Não soube o que dizer a ela naquele momento, ela apenas sentou ao meu lado na calçada, me deu espaço pra deitar no seu colo, encostei a cabeça em seu peito e recebi um carinho no rosto, em cada canto que eu tinha esmurrado. Eu estava soluçando, mas conseguir dizer algo pra ela.
- Eu te amo. - Disse entre soluços e ela sorriu.

- Mesmo cheio de falhas, aqueles três ali, nunca me deixaram na mão, daria a vida por cada um deles, sem eles não saberia como sobreviver nesse colégio. Admito que estou assustado com todo esse lance de estar me formando, é assustador perceber que está se tornando um adulto, mas eu tô me sinto preparado agora, até porque estou muito bem acompanhado. - Sorri deixando algumas lágrimas escaparem olhando pra as três pessoas mais especiais da minha vida. - Era pra ser um discurso sobre o quanto estou feliz por estar me formando, só que nada disso seria possível sem os meus amigos e a minha mãe.

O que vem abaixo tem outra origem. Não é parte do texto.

PR #3, opened 2015-05-30
Completed bank accounts project

sallyamoore:
I completed the Lunch tier on this project. I learned a lot about inheritance in the process! It would be useful to have a little input on my specs... still getting used to writing them, and I have a feeling I could be more concise. Also, do I have too many or too few specs?


lib/bankaccounts/account.rb
```diff
@@ -0,0 +1,53 @@
+module BankAccounts
+
+  class Account
+    attr_accessor :id, :min_balance, :initial_balance, :balance, :fee
```
GreyKn: Great use of inheritance to define accessors and member variables. :100: 

I do have a question though: Why have accessors defined for `min_balance`, `initial_balance`, and `fee`? Will the users of the classes need access to those attributes?

GreyKn: Oh, and given the context, `attr_accessor` gives both read and write access to the attribute. You may want to use `attr_reader` to users can't arbitrarily change the attributes from outside

lib/bankaccounts/account.rb
```diff
@@ -0,0 +1,53 @@
...
+
+    def initialize(id, initial_balance = 0)
```
GreyKn, line 6: Cool, default arguments! :clap:

lib/bankaccounts/account.rb
```diff
@@ -0,0 +1,53 @@
...
+      @min_balance = 0
+      @initial_balance = initial_balance
+      # Raises ArgumentError if initial_balance < 0
+      check_initial_balance(initial_balance)
+      @balance = initial_balance
+      @fee = 0
+    end
+
+    def check_initial_balance(initial_balance)
+      if initial_balance == nil || initial_balance < @min_balance
```
GreyKn: Good, you checked for nil values :+1: 

Let me show you another way to check for nils in ruby:

```
if initial_balance.nil? || initial_balance < @min_balance
```

lib/bankaccounts/account.rb
```diff
@@ -0,0 +1,53 @@
...
+      # warn if there's a fee
+      warn("Warning: This transaction will incur a $#{fee} fee.") if @fee > 0
+
+      # does not allow the account to go negative.
+      # outputs a warning message & returns the original un-modified balance
+      if new_balance < @min_balance
+        warn("Warning: Insufficient funds! You cannot withdraw #{amount}. Your account only has #{@balance}.")
+      else
+        # updates account balance
+        @balance = new_balance.round(2)
```
GreyKn: Good, you're accounting for fractional cents. But normally, you only want to do rounding when you display the number, internally you want to keep those fractions. 

Unless you're doing this: https://youtu.be/GlRG9x0JRMc?t=2m4s... then we've never had this conversation...

lib/bankaccounts/account.rb
```diff
@@ -0,0 +1,53 @@
...
+    def check_initial_balance(initial_balance)
+      if initial_balance == nil || initial_balance < @min_balance
+        raise ArgumentError.new("Initial balance must be #{min_balance} or greater.")
+      end
+    end
+
+    # Subtracts amount from balance and returns balance
+    def withdraw(amount)
+      # amount and fee are subtracted from balance.
+      new_balance = @balance - amount - @fee
```
GreyKn, line 25: Great, you're prechecking the value before writing it to `@balance` :+1:

lib/bankaccounts/account.rb
```diff
@@ -0,0 +1,53 @@
...
+
+      # warn if there's a fee
+      warn("Warning: This transaction will incur a $#{fee} fee.") if @fee > 0
```
GreyKn, line 28: I like that you're using `warn` for these messages. It means we can redirect those messages to a separate stream for processing.

lib/bankaccounts/account.rb
```diff
@@ -0,0 +1,53 @@
...
+
+      # does not allow the account to go negative.
+      # outputs a warning message & returns the original un-modified balance
+      if new_balance < @min_balance
+        warn("Warning: Insufficient funds! You cannot withdraw #{amount}. Your account only has #{@balance}.")
```
GreyKn, line 33: You're providing very specific messaging in your warning, telling people why the error is happening :100:

lib/bankaccounts/account.rb
```diff
@@ -0,0 +1,53 @@
...
+
+    # Adds amount to balance and returns balance
+    def deposit(amount)
+      @balance += amount
+      return @balance.round(2)
+    end
+
+    # returns balance
+    def balance
+      @balance.round(2)
```
GreyKn, line 49: Considering you're rounding in both your `withdraw` and `deposit` methods, do you need to use `round` here?

lib/bankaccounts/account.rb
```diff
@@ -0,0 +1,53 @@
...
+    end
+
+    # Adds amount to balance and returns balance
+    def deposit(amount)
+      @balance += amount
+      return @balance.round(2)
+    end
+
+    # returns balance
+    def balance
```
GreyKn, line 48: Interesting. You're defining both an attribute accessor and a method called `balance`. When a user calls that method, which one are they triggering?

lib/bankaccounts/checking-account.rb
```diff
@@ -0,0 +1,48 @@
...
+
+    def initialize(id, initial_balance)
+      super
+      @min_balance = 0
+      check_initial_balance(initial_balance)
+      @fee = 1
+      @checks_used = 0
+    end
+
+    # withdraw is inherited from Account; therefore, it does not appear here.
```
GreyKn, line 14: Good comment on why `#withdraw` isn't explicitly defined

lib/bankaccounts/checking-account.rb
```diff
@@ -0,0 +1,48 @@
...
+    # withdraw(amount) subtracts amount from balance, incurs $1 fee.
+    # if account would fall below @min_balance, outputs warning & returns unmodified balance.
+
+    def withdraw_using_check(amount)
+      # re-assigns @min_balance to allow overdraft up to -$10
+      @min_balance = -10
```
GreyKn: Ah, be careful. You're reassigning both `@min_balance` and `@fee`, so now if someone uses `#withdraw_using_check` first, then `#withdraw`, you'd end up with incorrect conditionals happening.

What you probably want to do is use local variables that exist only in the context of `#withdraw_using_check`, so it doesn't affect `#withdraw`

lib/bankaccounts/checking-account.rb
```diff
@@ -0,0 +1,48 @@
...
+      # increments @checks_used
+      @checks_used += 1
+
+      # User can have three free checks in 1 month, any subsequent checks incur $2 fee
+      @checks_used <= 3 ? @fee = 0 : @fee = 2
+
+      # Subtracts amount
+      new_balance = @balance - amount - @fee
```
GreyKn: You're duplicating some code here from `#withdraw`, can you think of a way to use what you're already written inside this method?

lib/bankaccounts/checking-account.rb
```diff
@@ -0,0 +1,48 @@
...
+    # if account would fall below @min_balance, outputs warning & returns unmodified balance.
+
+    def withdraw_using_check(amount)
+      # re-assigns @min_balance to allow overdraft up to -$10
+      @min_balance = -10
+      # increments @checks_used
+      @checks_used += 1
+
+      # User can have three free checks in 1 month, any subsequent checks incur $2 fee
+      @checks_used <= 3 ? @fee = 0 : @fee = 2
```
GreyKn: Good use of the ternary operator

lib/bankaccounts/savings-account.rb
```diff
@@ -0,0 +1,27 @@
...
+    # withdraw is inherited from Account; therefore, it does not appear here.
+    # withdraw(amount) subtracts amount from balance, incurs $2 fee.
+    # if account would fall below @min_balance, outputs warning & returns unmodified balance.
+
+    # Calculates interest and adds it to the balance.
+    def add_interest(rate)
+      # Calculates interest & updates balance
+      interest = @balance * (rate/100)
+      @balance += interest
+      # Returns calculated interest _not_ the updated balance
```
GreyKn, line 21: Great comment. This is inconsistent with the other methods (everything else returns the modified balance), so having a comment here clarifies things a lot.

lib/bankaccounts/checking-account.rb
```diff
@@ -0,0 +1,48 @@
+module BankAccounts
+
+  # CheckingAccount inherits from Account class
+  class CheckingAccount < Account
+    attr_accessor :checks_used
+
+    def initialize(id, initial_balance)
+      super
+      @min_balance = 0
+      check_initial_balance(initial_balance)
```
GreyKn: `#check_initial_balance` is called on `#super` and again here. Can you think of a way of changing the order in which `#super` is called so it happens only once?

spec/lib/account_spec.rb
```diff
@@ -0,0 +1,73 @@
+require 'spec_helper'
+
+describe BankAccounts::Account do
+
+  describe "class methods" do
+    it "responds to 'new'" do
```
GreyKn: Technically, you shouldn't need this test as all classes inherit from Object, which has the new method. What you could check is whether or not calling `BankAccounts::Account.new(x,y)` creates an Account object will the right attributes.

spec/lib/account_spec.rb
```diff
@@ -0,0 +1,73 @@
...
+      expect(BankAccounts::Account).to respond_to :new
+    end
+
+    let(:account) do
+      BankAccounts::Account.new("Voltron", 1000)
+    end
+
+      it "subtracts withdraw(amount) and returns updated balance" do
```
GreyKn: This `it` needs to be shifted left one indent

spec/lib/account_spec.rb
```diff
@@ -0,0 +1,73 @@
...
+        expect(account.withdraw(50)).to eq(950.00)
+      end
+
+    context "when withdraw(amount) would result in a negative value of balance" do
+      let(:account) do
```
GreyKn, line 15: You shouldn't need to redefine `account` here. It will inherit it from the parent context

spec/lib/account_spec.rb
```diff
@@ -0,0 +1,73 @@
...
+          expect(account.withdraw(5032)).to eq(1000)
+        end
+
+        it "raises a warning" do
+          expect { account.withdraw(2000) }.to output("Warning: Insufficient funds! You cannot withdraw 2000. Your account only has 1000.\n").to_stderr
+        end
+    end
+
+    describe "#deposit(amount)" do
+    let(:account) do
```
GreyKn: This `let` needs to be shifted to the right

lib/bankaccounts/account.rb
```diff
@@ -0,0 +1,53 @@
+module BankAccounts
+
+  class Account
+    attr_accessor :id, :min_balance, :initial_balance, :balance, :fee
+
+    def initialize(id, initial_balance = 0)
+      @id = id
+      @min_balance = 0
+      @initial_balance = initial_balance
```
GreyKn, line 9: Does this class need `@initial_balance`? It doesn't seem to be used anywhere.

spec/lib/account_spec.rb
```diff
@@ -0,0 +1,73 @@
+require 'spec_helper'
+
+describe BankAccounts::Account do
+
+  describe "class methods" do
+    it "responds to 'new'" do
+      expect(BankAccounts::Account).to respond_to :new
+    end
+
+    let(:account) do
```
GreyKn, line 6: For shorter statements, you could write this as:

```
let(:account) { BankAccounts::Account.new("Voltron", 1000) }
```

spec/lib/checking-account_spec.rb
```diff
@@ -0,0 +1,108 @@
...
+      let(:checking_account) do
+        BankAccounts::CheckingAccount.new("Voltron2", 1002)
+      end
+
+        it "returns original balance" do
+          expect(checking_account.withdraw(5032)).to eq(1002)
+        end
+
+        it "allows withdrawals betwee 0 and 10" do
+          expect(checking_account.withdraw(1000)).to eq(1)
```
GreyKn, line 35: What is this spec supposed to test? The description is not clear. It says something about withdrawing 0 and 10, but the test is withdrawing 1000?

spec/lib/checking-account_spec.rb
```diff
@@ -0,0 +1,108 @@
...
+        expect(checking_account.withdraw_using_check(100)).to eq(87)
+      end
+
+      it "responds to 'reset_checks'" do
+        expect(checking_account).to respond_to :reset_checks
+      end
+
+      context "after the third withdraw_using_check call" do
+        it "charges a $2 fee" do
+          expect(checking_account.withdraw_using_check(7)).to eq(80)
```
GreyKn: Good test. You could use some arrays and a loop to reduce the amount of code repetition

```
amounts = [7, 2, 7, 10, 7]
expected_balance = [80, 78, 71, 59, 50]
amounts.each_index do |index|
   expect(checking_account.withdraw_using_check(amounts[index])).to eq(expected_balance[index])
end

```

spec/lib/savings-account_spec.rb
```diff
@@ -0,0 +1,106 @@
...
+        it "raises an ArgumentError" do
+          expect { BankAccounts::SavingsAccount.new(898776, nil) }.to raise_exception(ArgumentError)
+        end
+      end
+    end
+
+    describe "unique responses to inherited methods" do
+      describe "raise_exception when initial_balance is < 10 and > 0" do
+        it "raises an ArgumentError" do
+          expect { BankAccounts::SavingsAccount.new(898776, 5) }.to raise_exception(ArgumentError)
```
GreyKn, line 30: One thing you can do is test every condition using a loop, instead of relying on one number inside the range, like this:

```
(1...10).each do |initial_deposit|
  expect { BankAccounts::SavingsAccount.new(898776, initial_deposit) }.to raise_exception(ArgumentError)
end
```

GreyKn:
Hi Sally,

Great work on the lunch level of this assignment. You had several creative solutions in handling class inheritance which I enjoyed looking over. I don't necessarily think you have too many specs, but I think a couple could be written in a way to cover more scenarios with less typing.

It's a little nitpicky, but please try to remain consistent with your indenting. I got derailed on occasion when I came across unexpected indenting.

Let me know if you have any questions.
-Chef

sallyamoore:
This is all SO HELPFUL!!! Thank you for providing a review that was both thorough and reinforcing. :) I hope to incorporate your suggestions and push a new commit today or tomorrow.

lib/bankaccounts/account.rb
sallyamoore, line 49: since `balance` is a separate method that could be called before someone withdraws or deposits, I thought it should be here too...

lib/bankaccounts/account.rb
sallyamoore, line 48: They should return the same thing given what I've written, right? How might this mess things up? Part of the assignment was to create a `balance` method; otherwise, I could've just left it as a readable attribute, I think...

lib/bankaccounts/checking-account.rb
sallyamoore: Ahhh! That makes so much sense! :)

lib/bankaccounts/account.rb
GreyKn, line 48: I think the last thing defined will take precedence. So in this case, you defined the balance method last, so it's what's triggered when you call `#balance`. Considering this, you shouldn't need to define the attr_accessor version.

lib/bankaccounts/checking-account.rb
sallyamoore: It looks like I don't need to call it outside of the call within `#super`. I removed it, and all of my specs still pass. Will this break something I'm not seeing?

spec/lib/account_spec.rb
sallyamoore, line 6: Heh, I had it that way and another TA suggested that I use do/end because the lines were so long. :) I gather that either way is acceptable...

sallyamoore:
I just pushed a new commit. Take a look if you have time. Thanks again for your help!

spec/lib/checking-account_spec.rb
sallyamoore, line 35: Fixed!

spec/lib/account_spec.rb
sallyamoore: fixed

spec/lib/account_spec.rb
sallyamoore, line 15: Ah yes...

lib/bankaccounts/account.rb
GreyKn, line 49: Good reasoning

lib/bankaccounts/checking-account.rb
GreyKn: In this case, no, because min_balance is 0 for both CheckingAccount and Account. It would cause it to break if you removed it from SavingsAccount though.

spec/lib/account_spec.rb
GreyKn, line 6: Yep. 'Too long' is subjective, so either way is fine.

- O que foi? - Perguntei encontrando a mamãe com o semblante perdido.
- Eu preciso que você sente... - Falou tentando manter a calma.
- Mãe? O que houve?
- Filho... - Ela tentava encontrar as palavras certas, aquilo estava me desesperando. - É sobre a Gisele. - Mamãe disse finalmente.
- Ela veio me procurar? - Falei sentindo uma esperança renascer dentro de mim.
Quase um mês sem notícias dela, eu estava enlouquecendo, recebi uma mensagem dela uns dias atrás, ela dizia "Estou bem, não se preocupe.", depois da mensagem, sumiu novamente.
- Arthur, a Gisele saiu do país hoje pela manhã e me pediu pra te avisar.
Eu sentir o meu corpo parar, continuei olhando para a mamãe sem acreditar no que tinha acabado de ouvir, isso só podia ser um pesadelo, o pior pesadelo que já tive em toda a minha vida, ela só podia estar brincando comigo, aquilo não podia ser real. Por favor, se eu estiver sonhando, preciso que alguém me acorde, preciso ser acordado agora. Percebi que era real quando vi uma lágrima descendo no rosto da minha mãe, me lembro de vê-la correndo desesperadamente na minha direção e no fim, ficou tudo escuro.

- Obrigado por estarem aqui hoje, obrigado por não terem desistido de mim, obrigado, mil vezes obrigado. Obrigado a todos os professores por compartilharem os seus conhecimentos, vou levar cada um deles pra vida. Então né, TAMO FORMADO CARALHO! - Gritei na última frase ouvindo aplausos, vendo alunos levantarem gritando de felicidade.
Fui pego de surpresa quando sentir abraços vindo de todos os lados, eram eles, Henrique, Beatriz e Amanda, todos emocionados, chorei mais ainda quando vi a mamãe vindo na minha direção com a maquiagem toda borrada de tanto chorar.
- Eu estou tão orgulhosa de você, meu amor... - Ela disse.
- Obrigado, mãe. - Falei abraçando-a forte.

Eu me chamo Arthur, e absolutamente nada nem ninguém poderá estragar essa felicidade que estou sentindo agora, felicidade que com certeza vai durar a minha vida toda.

Notas finais: Se eu fosse você não teria tanta certeza assim, Arthur.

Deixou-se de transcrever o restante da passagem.